PR #174, opened 2024-02-01
Make intensity correction faster by downsampling cross layer matches more

minnerbe:
I added a parameter to the intensity matching process that allows to specify a different render scale for cross layer matches than for same layer matches. So far, the bottleneck were matches between tiles in the same position but on different layers, since they have a significantly larger overlap (the time was spent in outlier detection since there were a lot of matches).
##########
**ABOUT THIS EXERCISE**
Please reproduce, word for word, every line from the line with "Make intensity correction" to the final line above, including both ends.

**THE COMPLETED TASK**
Make intensity correction faster by downsampling cross layer matches more

minnerbe:
I added a parameter to the intensity matching process that allows to specify a different render scale for cross layer matches than for same layer matches. So far, the bottleneck were matches between tiles in the same position but on different layers, since they have a significantly larger overlap (the time was spent in outlier detection since there were a lot of matches).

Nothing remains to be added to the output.